Search code examples
pythonpython-3.xstatsmodels

statsmodels: Questions regarding add_constant


I've been trying to get into Python and have been using some online courses (I'm working with Jupyter Notebooks, if that matters, and Python 3). In one, it was about statsmodels and regressions. As far as my statistics courses have told me, you want to include an intercept (I'm sure there are reasons not to, but afaik it's the exception).

1) I tried asking google and stumbled across an example I don't quite get: This is an example from the statsmodels site:

import statsmodels.api as sm
Y = [1,3,4,5,2,3,4]
X = range(1,8)
X = sm.add_constant(X)
model = sm.OLS(Y,X)
results = model.fit()
results.params

I get what they're doing here. However, just to try some things out, I thought I'd leave out the intercept:

import statsmodels.api as sm
Y = [1,3,4,5,2,3,4]
X = range(1,8)
model = sm.OLS(Y,X)
results = model.fit()
results.params

Question 1: This returns an error: ValueError Traceback (most recent call last) <ipython-input-3-c8dfe3eb8b44> in <module>. It points at line model = sm.OLS(Y,X) for the error - why?

2a) Here's the code as it was in the course:

It's about predicting the price of a car based on multiple variables (mileage, cylinders, doors)

import pandas as pd
df = pd.read_excel('http://cdn.sundog-soft.com/Udemy/DataScience/cars.xls')

%matplotlib inline
import statsmodels.api as sm
from sklearn.preprocessing import StandardScaler
scale = StandardScaler()

X = df[['Mileage', 'Cylinder', 'Doors']]
y = df['Price']
X[['Mileage', 'Cylinder', 'Doors']] = scale.fit_transform(X[['Mileage', 'Cylinder', 'Doors']].values)

print (X)
est = sm.OLS(y, X).fit()
est.summary()

Question 2: This seems to work, but it also returns an error: "A value is trying to be set on a copy of a slice from a DataFrame. Try using .loc[row_indexer,col_indexer] = value instead" - What does that mean? Is it just a heads up from pandas to keep warn about potentially wrong syntax, as this discussion seems to suggest?

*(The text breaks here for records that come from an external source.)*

PR #1797, opened 2018-10-07
Start on type annotations

Cnidarias:
So this is a start on adding type annotations

I wanted to get some feedback before I continue on this - I just used monkeytype to generate the annotations - this does yield pretty good results but with some of these functions the function definitions is _very long_  

Should we just continue on this road? Any other options/improvements because this isn't really pretty.
(it will also fail flake8 right now)

I guess one option would be to let something like black run over the code afterwards to get some decent formatting but I am quite unsure.

So some feedback would be great!

### DIFF
--- a/kinto/core/storage/postgresql/__init__.py
+++ b/kinto/core/storage/postgresql/__init__.py
@@ -12,6 +12,10 @@ from kinto.core.storage.postgresql.migrator import MigratorMixin
 from kinto.core.utils import COMPARISON
 
 
+from kinto.core.storage import Filter, Sort
+from kinto.core.storage.postgresql.client import PostgreSQLClient
+from pyramid.config import Configurator
+from typing import Any, Callable, Dict, List, Optional, Tuple, Union
 logger = logging.getLogger(__name__)
 HERE = os.path.dirname(__file__)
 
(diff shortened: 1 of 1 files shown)


leplatrem:
Thanks for starting this :) 

@Natim would be happy if we would enable Black here ;) 

I have one feedback: I don't think having that kind of annotations are helpful: `List[Dict[str, Union[int, str]]]:`. If we could have something like `List[StoredObject]` and somewhere have `StoredObject` defined to be a dict with at least an id, last_modified...
Is it possible?

Cnidarias:
Sure,

yes this is very possible. I know some larger projects basically have a type def file where they define such horrible types to shorten them.

I will let black run over it and refactor some of the larger type annotations tonight when I get home from work, then we can see if the direction we are heading is any good or not

Natim:
In the meantime black work has been merged.

leplatrem:
@Cnidarias should we keep this PR open? 
Now that we have black, and that the core is a bit more polished (#1827  #1932), we could get back to this :)

leplatrem:
I'll take this as a «no» :) 

Thanks for starting this, don't hesitate to shout out if you'd like to come back to this!

PR #1966, opened 2019-01-09
Remove delete collection

### LINKED ISSUE #1959: Remove the delete-collection command
This command was introduced to fix a very specific use-case a long time ago where we had created a collection with an invalid ID. It could thus not be deleted via the HTTP API. 

I think we can remove it.

(from #1953)

Bjdufre1:
Fixes #1959 
Removes the delete collection command

- [X] Add documentation.
- [X] Add tests.
- [X] Add a changelog entry.
- [X] If you changed the HTTP API, update the [API_VERSION](https://github.com/Kinto/kinto/blob/master/kinto/__init__.py#L15) constant and add an API changelog entry [in the docs](https://github.com/Kinto/kinto/blob/master/docs/api/index.rst)
- [X] If you added a new configuration setting, update the [`kinto.tpl`](https://github.com/Kinto/kinto/blob/master/kinto/config/kinto.tpl) file with it.


CHANGELOG.rst
```diff
@@ -46,7 +46,7 @@ This document describes changes between each past release.
 - Changed psycopg2 dependency for psycopg2-binary. (#1905)
 - Renamed core notions (ie. record and collection) (#710)
 - JSON Schema validation is optimized by keeping instances of validator cached. (#1807)
-
+- Remove delete-collection command (#1959)
```
leplatrem: nitpick: I wouldn't list this change in the *internal changes* category. Probably *breaking changes*...

tests/openapi/test_responses_collections.py
```diff
@@ -47,23 +47,9 @@ def test_put_collection_201(self):
...
         op = self.resources["Collections"].get_collections
         schema = self.spec.deref(op.op_spec["responses"]["200"])
         validate_response(schema, op, response)
-
-    def test_delete_collections_200(self):
-        response = self.app.delete("/buckets/b1/collections", headers=self.headers, status=200)
-        response = self.cast_bravado_response(response)
-        op = self.resources["Collections"].delete_collections
-        schema = self.spec.deref(op.op_spec["responses"]["200"])
-        validate_response(schema, op, response)
```
leplatrem: This tests should be kept, since they don't relate to the CLI but the HTTP API

tests/openapi/test_responses_errors.py
```diff
@@ -308,14 +301,6 @@ def test_list_delete_401(self):
...
         validate_response(schema, op, response)
 
-    def test_lidt_delete_403(self):
-        headers = {**self.headers, **testing.get_user_headers("aaa")}
-        response = self.app.delete("/buckets/b1/collections", headers=headers, status=403)
-        response = self.cast_bravado_response(response)
-        op = self.resources["Collections"].delete_collections
-        schema = self.spec.deref(op.op_spec["responses"]["403"])
-        validate_response(schema, op, response)
-
```
leplatrem: Same here, this is about the API, not the CLI

PR #1943, opened 2018-12-20
Add cache flush command (fixes #1785)

Pac23:
Fixes #1785

- [x] Add documentation.
- [x] Add tests.
- [ ] Add a changelog entry.
- [ ] Add your name in the contributors file.

this is supposed to fix #1785 , still in the works, opened for maintainer reference.

PR #1967, opened 2019-01-10
Preparing release 12.0.0

leplatrem:
I think we can now release this big chunk of changes!

(We can wait for #1943, depending how far it is from being merged.)


Pac23:
@leplatrem that has been tested, works documentation is remaining.

PR #1982, opened 2019-01-18
Add account validation capability to the accounts plugin

### LINKED ISSUE #1973: Thoughts about an "accounts registration" plugin
Following some discussions, here's my rough thoughts on creating an "accounts registration" plugin. The use case is having a flow for users to
1/ register an account
2/ receive a "registration code" via email
2/ validate their email using this "registration code"
3/ reset their password if needed

## Register an account

1/ anonymous POST on `/accountsmgmt/register/<email>`
2/ this creates a record `{"id": email, "password": hash, "registration-code": uuid}`
3/ an email is sent with a link to `/accountsmgmt/register/validate/<registration-code>`
4/ GETing `/accountsmgmt/register/validate/<registration-code>` returns the ID which is the username (the email)
5/ POSTing to `/accountsmgmt/register/validate/<registration-code>` creates a kinto account with the same id and password, and updates the current "register" record to mark it as used (or deletes it)

## Resetting a password
1/ anonymous POST on `acountsmgmt/resetpassword/<email>`
2/ this creates a record `{"id": email, "reset-code": uuid}`
3/ an email is sent with a link to `/accountsmgmt/resetpassword/reset/<reset-code>`
4/ GETing `/accountsmgmt/resetpassword/<reset-code>` returns the ID which is the username (the email)
5/ POSTing the new password to `/accountsmgmt/resetpassword/reset/<reset-code>` updates the kinto account with the same ID, and updates the current "register" record to mark it as used (or deletes it)

Using the email (username) as the ID as the advantage of not having several registration or password reset codes laying around for the same user. The drawback is that we're not benefiting from the "kinto resource" management as we're GET/POST-ing on endpoints that are the registration or password reset codes, and not the IDs.

Not sure if that makes sense? Do you have any feedback, ideas or tips?

magopian:
Fixes #1973

**Try it here: https://kinto.github.io/kinto-account-demo/**

- [x] Register a new account
- [x] Send an email on account creation with a link to the activation form with the activation key
- [x] Validate (activate) an account
- [x] Reset a password
- [x] Add documentation.
- [x] Add tests.
- [x] Add a changelog entry.
- [x] Only load validate and reset-password endpoints if the email_validation feature is activated [More info](https://github.com/Kinto/kinto-fxa/blob/master/kinto_fxa/__init__.py#L63-L68)
- [x] Update the capabilities to add a boolean info in the accounts feature rather than having multiple capabilities [More info](https://github.com/Kinto/kinto/pull/1982/#discussion_r251736595)
- [ ] Add a heartbeat that would try to connect to the SMTP service to validate that we can send emails, it would default to true in debug mode. [See pyramld_mailer related discussion](https://github.com/Pylons/pyramid_mailer/issues/91)
- [x] Move the mail sending to a listener/dedicated functions

This is a work in progress, may I have some feedback on the current work before pushing forward with the reset password functionality and the documentation?

Thanks!


tests/plugins/test_accounts.py
```diff
@@ -158,6 +180,170 @@ def test_authentication_refresh_the_cache_each_time_we_authenticate(self):
...
+                status=201,
+            )
+        self.app.post_json("/accounts/alice@example.com/validate/" + uuid_string, {}, status=200)
+        resp = self.app.patch_json(
+            "/accounts/alice@example.com",
+            {"data": {"some-other-metadata": "foobar"}},
+            status=200,
+            headers=get_user_headers("alice@example.com", "12éé6"),
+        )
+        print(resp)
```
n1k0: Oh!

magopian: errr... those are not the debug messages you're looking for

n1k0: Ah.

kinto/plugins/accounts/views.py
```diff
@@ -43,13 +49,21 @@ class Account(resource.Resource):
...
         context.is_administrator = (
             len(set(aslist(allowed_from_settings)) & set(request.prefixed_principals)) > 0
         )
         # Shortcut to check if current is anonymous (before get_parent_id()).
         context.is_anonymous = Authenticated not in request.effective_principals
+        # Is the "accounts validation" setting set?
+        context.validation = settings.get("account_validation", False)
+        # Account validation requires the user id to be an email.
+        validation_email_regexp = settings.get(
+            "account_validation.email_regexp", "^[a-zA-Z0-9_.+-]+@[a-zA-Z0-9-]+\\.[a-zA-Z0-9-.]+$"
```
almet: Just a question: what happens in case I want to update my prez-account-validation existing account? Will my userid be rejected?

kinto/plugins/accounts/views.py
```diff
@@ -103,16 +130,51 @@ def process_object(self, new, old=None):
...
+            if "activation-form-url" not in new:
+                error_details = {
+                    "name": "data.activation-form-url",
+                    "description": "Account validation is enabled, and requires an "
+                    "`activation-form-url` field to be set",
+                }
+                raise_invalid(self.request, **error_details)
+
+            activation_key = str(uuid.uuid4())
+            new["activation-key"] = activation_key
```
magopian: Haha, I just realized while taking my shower: storing this activation key in the account means the user will get it back as a response to the POST. And will thus be able to POST to the `validate` endpoint without needing the email. Which defeats the whole purpose of validating the email.

So this `activation-key` has to be used straight away while sending the email, but not stored!

Also, I want to be paid overtime.

Natim: Storing it in the cache backend seems to be a good idea in that case.

magopian: Or we could generate the activation-key by hashing the record with the server's secret key, which means it could be re-generated when needed (when checking the validation key on the `validate` endpoint, or if the activation link needs to be sent again).

kinto/plugins/accounts/views.py
magopian: I'll add a test to make sure an account created before enabling the account validation can still authenticate.

kinto/plugins/accounts/views.py
Natim: > Or we could generate the activation-key by hashing the record with the server's secret key

To make this correctly, the server secret key should be rotqted for each user which means you would still have to store the hash in the cache.

The benefit of using the cache is that you can handle expiration seamlessly.

magopian: What i see from the code in `kinto/plugins/accounts/authentication.py` is that we're using the server secret to get the `cache_key`. Could we use the exact same technique with the user record (and not only the username) to generate the activation key?

I don't understand why we would have to rotate the secret key? Is it because the cache key is not accessible to the end user, but the activation key is, and would thus allow attackers to get enough activation keys to infer the secret key?

magopian: I've implemented your suggestion @Natim storing the activation key in the cache, let me know what you think ;)

https://github.com/Kinto/kinto/pull/1982/commits/9dd642ebb038497215dbc0dce7f499aae604d14a

magopian:
> At first, I had trouble to understand what this activation-form-url was made for, but from what I understand, it's purpose is to add a link in the validation email that is sent to the user.

@almet the idea (discussed in #1973) is that modifying the user record should not be done with a GET, but with a POST (or PATCH). So the `activation-form-url` is the link to the WebApp, which should display a proper form asking the user to confirm that they want to enable/activate/validate the account (probably a simple "call to action" button that will POST to the `validate` endpoint).

The WebApp should do this POST asynchronously, in the background (everything kinto related should be done this way in a WebApp I believe), so I'm not sure we need a redirection url.

I'm not arguing against the GET and redirection url though ;)

kinto/plugins/accounts/views.py
Natim: Yep seems good.

magopian:
> Why displaying a form if the user clicks on the link already? The Webapp could do the POST directly, saving an extra click, and staying RESTful. If we decide to go this way, we could have a default webapp shipped direclty with kinto-accounts, which will do the POST on behalf of the user, and letting the ability to the developer to specify a different webapp to use.

If we're comfortable with modifying a record without a user explicit action (auto-POSTing a form), I'd be ok with going all in and changing the `validate` endpoint to accept a simple GET.

If we do that, then there's no more need for an `activation-form-url`.

In any case, the `redirect-url` can already be set by modifying the link in the `email_body_template` setting. We could also accept it as a GET or POST parameter on the `validate` endpoint.

Maybe we should discuss this in another issue/PR?

magopian:
Ok, the current work on the user creation and validation should be done now, and properly documented.

What's left to discuss before this can be merged:
1/ do we want to get rid of the `activation-form-url` in favor of validating a user using a simple GET? (see https://github.com/Kinto/kinto/pull/1982#issuecomment-456316544)
2/ does it make sense to merge this PR as is, without the "reset password" functionality, which could be discussed in another issue, and implemented in another PR?

magopian:
After an out-of-band discussion with @Natim we came to the conclusion that this PR could be slightly modified:

1/ don't require an `activation-form-url` field
2/ allow the user creator to provide some email context when POSTing on the `/accounts/` endpoint (that will be used in addition to the user record and the activation-key to render the email template from the settings)
3/ to validate the user, still require a POST on the `/accounts/<user id>/validate/<activation key>` endpoint, through whatever means the user creator deems fit (it could be through a form, at a URL that they have provided in the email context in 2/). Here also allow the user creator to provide some email context (to render the "user successfully activated" email in 4/)
4/ when the user is validated, send another mail to confirm its activation

almet:
Not sure what you mean with « email context ». You mean a template?

Also, In addition to what you've described, I think that *if* we go with a POST to validate the account, then we should provide a simple WebApp that does the POSTing automatically, in order to have a easy-to-setup account registration mechanism (e.g. as an admin deploying the stack, I want this to be simple enough)

Natim:
> Some softwares have UI that are not browsers

In that case they might not use links to validate the account.

almet:
> > Some softwares have UI that are not browsers
> 
> In that case they might not use links to validate the account.

I think I missed something then. To me, if I register an account with the command line, the workflow is as follows:

1. A request is made from the CLI to the kinto server to create the account
2. An email is sent to the user, to confirm the email belongs to her / him
**3. The user clicks on the link to validate**
4. Account is validated.

Unfortunately, users use links in the emails to validate the accounts, and this happens through HTTP GET requests only.

What other scenario do you have in mind to avoid this webapp?

Natim:
>  1. A request is made from the CLI to the kinto server to create the account
>  2. An email is sent to the user, to confirm the email belongs to her / him
>  3. **The user clicks on the link to validate**
>  4. Account is validated.

This is the case when working with a webapp, but if you are using a software you might want to use the following:

1. A request is made from the CLI to the kinto server to create the account
2. An email is sent to the user, to confirm the email belongs to her / him
3. **The user copy the activation key and use the CLI to validate the account.**
4. Account is validated.

almet:
Ah yes! I haven't thought about this solution. I remember that's what Twitter used to do in the past :-)

That being said, I tend to prefer the « user clicks on the link » solution, because it's simpler. What's the value of having the user copy a verification code over clicking a link in an email, apart not having to implement an UI?

Natim:
I think it is up to the developper to define the flow, I am not against building a little Elm demo webapp if it pleases you. We can even pair on it once this lands.

almet:
> I think it is up to the developper to define the flow, I am not against building a little Elm demo webapp if it pleases you. We can even pair on it once this lands.

I agree, we need to let the possibility for the developer to tweak the flow, **if they want it to be different**. One major selling point of kinto is « don't reinvent the wheel each time », and as such, I believe we should provide the golden path for everything. Something that makes it easy for everyone to use accounts, without having to implement something special.

Natim:
I agree with you in the scope of Kinto which is an API. As soon as you have front-end facing experience, it is not the place of Kinto to solve it.

almet:
I agree, **but** I believe that if we start solving one problem (here having accounts validation), then we need to do it completely, and painlessly for the devs that want to use it.

As a side note, I think we're kinda going in circles with this discussion. I don't really mind disagreeing, but if anyone wants to weight in in order to move forward on this topic that would be beneficial :-) cc @leplatrem @glasserc

glasserc:
I'm not sure you really want to hear my opinion, so I've been trying to stay out of it, but since you asked: I don't think Kinto is a good foundation for the kinds of thing you want to do. I don't like the current Kinto accounts plugin and I would prefer Kinto core not be cluttered with support for all the different possible things some developer might want an accounts system to do.

I think the PostgREST approach here is pretty solid: don't do any user stuff whatsoever -- delegate that to some other service -- but allow people to present JWTs to prove their identities. I recently saw https://github.com/netlify/gotrue which seems like a pretty nice product, but if you wanted to build something open source I would certainly support that too.

Natim:
> I would prefer Kinto core not be cluttered with support for all the different possible things some developer might want an accounts system to do.

I agree with you and I guess it is why we decided to put the account code in a plugin.

As of why plugins ships with Kinto itself, this is another story.

magopian:
Wow, such long thread.

Here's a plan:
1/ I'll continue working on this PR to implement the modifications suggested in https://github.com/Kinto/kinto/pull/1982#issuecomment-456539599
2/ I'll implement the reset password feature

Once this is done, we can decide if it's good enough to land.

Regarding the "sample webapp that kinto should provide": let's discuss this in another issue, I'd like to not delay the landing of this functionality for too long. We can still improve in the future if we want (eg: also allowing a GET to validate an endpoint, providing redirect URL, providing a sample webapp, ...).

magopian:
I believe the PR as is is good to review on the user creation and validation side. I'm now going to implement the "reset password" functionality.

magopian:
I believe the PR as is is good to review on the user creation and validation side. I'm now going to implement the "reset password" functionality.

magopian:
I believe this is now complete (with the password reset) and ready to review.

kinto/plugins/accounts/views.py
```diff
@@ -138,3 +223,192 @@ def on_account_changed(event):
...
     # Delete cache
     cache.delete(cache_key)
+
+
+# Account validation (enable in the settings).
+validation = Service(
+    name="account-validation",
+    path="/accounts/{user_id}/validate/{activation_key}",
+    description="Validate an account",
+)
```
magopian: Quick note here: the `validation` and the `reset-password` endpoint (services) are available, even if the account validation option isn't enabled in the settings. However, they would not work properly. I'm not sure how to conditionally add a Service?

Natim: Yep that would be great: https://github.com/Kinto/kinto-fxa/blob/master/kinto_fxa/__init__.py#L65-L68

Natim:
Second issue is that the accounts doesn't seems to have CORS activated?

Natim:
I made a little UI that you can try here: https://kinto.github.io/kinto-account-demo/index.html

magopian:
> Ok the creation doesn't have a CORS issue but the validation has got one.

I'm not sure why this would happen, do you have an idea? Is there something specific to do when adding the service?

> My first issue was that I had a smtplib connection error.

I added a commit with some documentation on the configuration of `pyramid_mailer`.

> Is there a way to add it to the heartbeat part to make sure emailing is correctly configured?

I'll have a look at how to do that

almet:
I've tried with the demo @natim put together and it worked for me (wrt. CORS). Any way to reproduce the error?

kinto/plugins/accounts/__init__.py
```diff
@@ -29,6 +41,20 @@ def includeme(config):
 
     settings = config.get_settings()
 
+    if settings.get("account_validation", False):
+        config.add_api_capability(
+            "account-validation",
```
Natim: @leplatrem what do you think about this?

I my opinion, we should restrict to one capability per plugin and instead add other info in the capability of the plugin.

```
accounts": {

    "description": "Manage user accounts.",
    "url": "https://kinto.readthedocs.io/en/latest/api/1.x/accounts.html",
    "id-validation": "^[a-zA-Z0-9_.+-]+@[a-zA-Z0-9-]+\\.[a-zA-Z0-9-.]+$",
    "reset-password-enable": True

}
```

kinto/plugins/accounts/__init__.py
```diff
@@ -29,6 +41,20 @@ def includeme(config):
```
Natim: Please add conditional view loading for reset password and validation.

Natim:
I add the reset-password and change-password screen on the kinto-account-demo UI.
It seems that the CORS OPTIONS request for the `/account/<user-id>` returns a 400.

kinto/plugins/accounts/views.py
```diff
@@ -138,3 +223,192 @@ def on_account_changed(event):
...
+            parent_id=parent_id, resource_name="account", object_id=user_id
+        )
+    except storage_exceptions.ObjectNotFoundError:
+        # Don't give information on the existence of a user id: return a generic error message.
+        error_details = {"message": "Account ID and activation key do not match"}
+        raise http_error(httpexceptions.HTTPForbidden(), **error_details)
+
+    if is_validated(user):
+        error_details = {"message": f"Account {user_id} has already been validated"}
+        raise http_error(httpexceptions.HTTPForbidden(), **error_details)
```
leplatrem: Maybe we shouldn't care about this. It allows me to know that user X is validated or not

kinto/plugins/accounts/views.py
```diff
@@ -138,3 +223,192 @@ def on_account_changed(event):
...
+
+    if not check_validation_key(activation_key, user_id, request.registry):
+        error_details = {"message": "Account ID and activation key do not match"}
+        raise http_error(httpexceptions.HTTPForbidden(), **error_details)
+
+    # User is now validated.
+    user["validated"] = True
+
+    request.registry.storage.update(
+        parent_id=parent_id, resource_name="account", object_id=user_id, record=user
```
leplatrem: I'm pretty sure the kwarg is `object` and not `record`

kinto/plugins/accounts/views.py
```diff
@@ -138,3 +223,192 @@ def on_account_changed(event):
...
+    )
+    formatted_body = formatter.format(email_confirmation_body_template, **user, **email_context)
+
+    message = Message(
+        subject=formatted_subject,
+        sender=email_sender,
+        recipients=[user_email],
+        body=formatted_body,
+    )
+    mailer.send(message)
```
leplatrem: I would suggest to send an event and move all this code to a listener instead (or at least a function)

kinto/plugins/accounts/views.py
```diff
@@ -138,3 +223,192 @@ def on_account_changed(event):
...
+
+
+def cache_reset_password(reset_password, username, registry):
+    """Store a reset-password in the cache."""
+    settings = registry.settings
+    hmac_secret = settings["userid_hmac_secret"]
+    cache_key = utils.hmac_digest(hmac_secret, ACCOUNT_RESET_PASSWORD_CACHE_KEY.format(username))
+    # Store a reset password for 7 days by default.
+    cache_ttl = int(
+        settings.get("account_validation.reset_password_cache_ttl_seconds", 7 * 24 * 60 * 60)
```
leplatrem: ditto

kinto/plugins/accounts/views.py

2b) Same code with an intercept:

import pandas as pd
df = pd.read_excel('http://cdn.sundog-soft.com/Udemy/DataScience/cars.xls')

%matplotlib inline
import statsmodels.api as sm
from sklearn.preprocessing import StandardScaler
scale = StandardScaler()

X = df[['Mileage', 'Cylinder', 'Doors']]
y = df['Price']
X = sm.tools.tools.add_constant(X)
X[['Mileage', 'Cylinder', 'Doors']] = scale.fit_transform(X[['Mileage', 'Cylinder', 'Doors']].values)

print (X)
est = sm.OLS(y, X).fit()
est.summary()

Question 3: The coefficients don't change compared to the model without adding the constant - what am I doing wrong? Also, when executing print(X), the constant is listed as 1 observation, is that because it's basically a placeholder at that point? But why wouldn't it be 0?

Question 4: And to stay on topic of what I am not understanding: When standardization is applied with scale.fit_transform, does it matter if the constant is added before or after it?

If someone could help me with any of these questions, I'd really appreciate it.


Solution

  • I think this answer will helpful and please let me know if there anything missing or wrong.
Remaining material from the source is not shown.